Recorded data
----------

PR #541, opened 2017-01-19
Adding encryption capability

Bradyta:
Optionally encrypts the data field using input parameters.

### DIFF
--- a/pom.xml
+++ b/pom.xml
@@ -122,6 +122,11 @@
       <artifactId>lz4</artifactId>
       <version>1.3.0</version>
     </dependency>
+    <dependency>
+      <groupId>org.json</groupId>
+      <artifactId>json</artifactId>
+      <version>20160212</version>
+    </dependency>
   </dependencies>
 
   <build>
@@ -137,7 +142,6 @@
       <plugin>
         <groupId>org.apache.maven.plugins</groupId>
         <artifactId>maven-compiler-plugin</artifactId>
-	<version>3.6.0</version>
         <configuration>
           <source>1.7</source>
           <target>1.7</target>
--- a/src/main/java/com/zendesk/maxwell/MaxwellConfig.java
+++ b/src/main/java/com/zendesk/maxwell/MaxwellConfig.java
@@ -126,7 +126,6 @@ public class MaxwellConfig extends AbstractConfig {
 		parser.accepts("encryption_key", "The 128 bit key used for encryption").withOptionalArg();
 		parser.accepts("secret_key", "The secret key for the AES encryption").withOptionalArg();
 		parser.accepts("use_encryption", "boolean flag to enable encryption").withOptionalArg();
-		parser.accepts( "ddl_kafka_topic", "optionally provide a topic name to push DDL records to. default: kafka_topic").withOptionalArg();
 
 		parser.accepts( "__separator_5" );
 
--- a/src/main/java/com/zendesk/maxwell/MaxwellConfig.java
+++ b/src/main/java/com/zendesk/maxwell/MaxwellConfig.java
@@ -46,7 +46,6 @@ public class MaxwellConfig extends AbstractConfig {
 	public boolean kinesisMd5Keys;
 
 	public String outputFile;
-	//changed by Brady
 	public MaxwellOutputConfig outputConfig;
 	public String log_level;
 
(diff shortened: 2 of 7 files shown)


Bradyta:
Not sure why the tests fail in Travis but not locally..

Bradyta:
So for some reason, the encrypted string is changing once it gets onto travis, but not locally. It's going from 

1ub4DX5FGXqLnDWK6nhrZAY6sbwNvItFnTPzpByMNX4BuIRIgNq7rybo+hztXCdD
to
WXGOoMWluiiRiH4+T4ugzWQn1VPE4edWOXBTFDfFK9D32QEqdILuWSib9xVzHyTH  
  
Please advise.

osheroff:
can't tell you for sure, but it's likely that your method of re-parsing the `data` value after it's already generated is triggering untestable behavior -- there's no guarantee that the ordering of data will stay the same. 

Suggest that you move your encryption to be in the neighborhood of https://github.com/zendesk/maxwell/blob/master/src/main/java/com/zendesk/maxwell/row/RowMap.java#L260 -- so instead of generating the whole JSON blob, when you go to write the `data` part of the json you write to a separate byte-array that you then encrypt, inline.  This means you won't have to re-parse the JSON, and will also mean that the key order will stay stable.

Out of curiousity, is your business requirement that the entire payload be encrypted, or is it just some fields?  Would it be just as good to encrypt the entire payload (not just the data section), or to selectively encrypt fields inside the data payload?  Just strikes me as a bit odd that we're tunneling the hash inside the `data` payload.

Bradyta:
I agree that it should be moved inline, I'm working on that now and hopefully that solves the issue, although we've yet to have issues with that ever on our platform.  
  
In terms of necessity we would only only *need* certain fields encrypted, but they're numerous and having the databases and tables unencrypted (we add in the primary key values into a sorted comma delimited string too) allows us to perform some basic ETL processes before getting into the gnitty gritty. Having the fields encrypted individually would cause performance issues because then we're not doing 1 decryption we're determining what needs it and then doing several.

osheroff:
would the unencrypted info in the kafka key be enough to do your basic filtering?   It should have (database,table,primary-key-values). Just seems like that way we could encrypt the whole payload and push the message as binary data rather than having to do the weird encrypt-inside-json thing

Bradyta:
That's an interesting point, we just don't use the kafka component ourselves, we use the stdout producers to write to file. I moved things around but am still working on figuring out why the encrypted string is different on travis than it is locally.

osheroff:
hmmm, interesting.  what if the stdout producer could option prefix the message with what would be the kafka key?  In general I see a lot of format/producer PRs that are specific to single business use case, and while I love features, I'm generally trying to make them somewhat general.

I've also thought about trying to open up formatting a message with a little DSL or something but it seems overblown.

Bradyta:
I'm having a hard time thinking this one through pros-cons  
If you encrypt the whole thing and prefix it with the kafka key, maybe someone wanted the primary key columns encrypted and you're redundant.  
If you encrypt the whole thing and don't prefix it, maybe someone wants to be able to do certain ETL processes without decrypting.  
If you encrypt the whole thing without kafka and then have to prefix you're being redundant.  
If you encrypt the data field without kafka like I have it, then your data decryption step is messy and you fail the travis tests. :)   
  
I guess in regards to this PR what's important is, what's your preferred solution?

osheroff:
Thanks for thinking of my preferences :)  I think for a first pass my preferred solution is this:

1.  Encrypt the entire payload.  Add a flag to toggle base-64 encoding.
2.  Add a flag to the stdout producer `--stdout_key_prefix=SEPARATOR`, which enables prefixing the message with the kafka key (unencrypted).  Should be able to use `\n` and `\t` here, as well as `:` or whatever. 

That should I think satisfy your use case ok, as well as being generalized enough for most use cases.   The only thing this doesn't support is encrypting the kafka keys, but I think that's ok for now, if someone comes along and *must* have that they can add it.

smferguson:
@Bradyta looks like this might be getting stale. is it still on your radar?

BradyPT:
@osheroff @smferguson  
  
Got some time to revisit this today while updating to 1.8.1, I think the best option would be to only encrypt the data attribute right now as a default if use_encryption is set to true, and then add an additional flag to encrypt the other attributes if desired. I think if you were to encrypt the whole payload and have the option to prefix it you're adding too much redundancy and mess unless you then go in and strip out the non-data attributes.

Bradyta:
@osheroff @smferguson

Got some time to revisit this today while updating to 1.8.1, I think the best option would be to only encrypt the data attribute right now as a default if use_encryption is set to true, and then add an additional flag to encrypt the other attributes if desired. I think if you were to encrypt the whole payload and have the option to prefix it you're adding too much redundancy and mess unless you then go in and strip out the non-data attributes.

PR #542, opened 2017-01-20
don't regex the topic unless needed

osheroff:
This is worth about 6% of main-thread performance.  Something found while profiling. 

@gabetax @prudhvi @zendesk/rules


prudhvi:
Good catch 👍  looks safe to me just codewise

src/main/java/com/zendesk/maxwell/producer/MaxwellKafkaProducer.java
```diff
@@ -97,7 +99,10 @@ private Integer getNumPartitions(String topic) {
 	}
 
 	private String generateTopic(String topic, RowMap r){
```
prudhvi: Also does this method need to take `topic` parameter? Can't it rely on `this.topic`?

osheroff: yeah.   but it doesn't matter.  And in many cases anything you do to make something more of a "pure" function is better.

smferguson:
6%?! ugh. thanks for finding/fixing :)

----------

◆ **Instructions to follow**
Gather each line in the data that holds the string "push".

◆ **Worked solution**
-		parser.accepts( "ddl_kafka_topic", "optionally provide a topic name to push DDL records to. default: kafka_topic").withOptionalArg();
would the unencrypted info in the kafka key be enough to do your basic filtering?   It should have (database,table,primary-key-values). Just seems like that way we could encrypt the whole payload and push the message as binary data rather than having to do the weird encrypt-inside-json thing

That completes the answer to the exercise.